Your assignment - From the entries below, give the number of lines where the word "type" occurs, and nothing else.

Exercise input -
- Opening Delimiter -

PR #162, opened 2017-10-11
bakery: concurrency-safe ThirdPartyLocator

rogpeppe:
In general, ThirdPartyLocator implementations must be
concurrency safe, so document them as such and
fix bakery.ThirdPartyStore to work OK when its
methods are called concurrently.


mhilton (approved):
LGTM

bakery/keys.go
```diff
@@ -98,13 +99,15 @@ type ThirdPartyInfo struct {
...
 	// party at the given location. It returns ErrNotFound if no match is found.
+	// This method must be safe to call concurrently.
 	ThirdPartyInfo(ctx context.Context, loc string) (ThirdPartyInfo, error)
 }
 
 // ThirdPartyStore implements a simple ThirdPartyLocator.
 // A trailing slash on locations is ignored.
 type ThirdPartyStore struct {
-	m map[string]ThirdPartyInfo
+	mu sync.Mutex
```
alesstimec: you could use a RWMutex

bakery/keys.go
```diff
@@ -127,6 +133,8 @@ func canonicalLocation(loc string) string {
 
 // ThirdPartyInfo implements the ThirdPartyLocator interface.
 func (s *ThirdPartyStore) ThirdPartyInfo(ctx context.Context, loc string) (ThirdPartyInfo, error) {
+	s.mu.Lock()
```
alesstimec: and do a RLock, RUnlock here

alesstimec (approved):
LGTM with a comment

bakery/keys.go
rogpeppe: I usually don't consider RWMutexes unless the mutex is likely to be highly contended (e.g. the read or the write path is slow), but why not? Done.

- Closing Delimiter -

Answer section - 2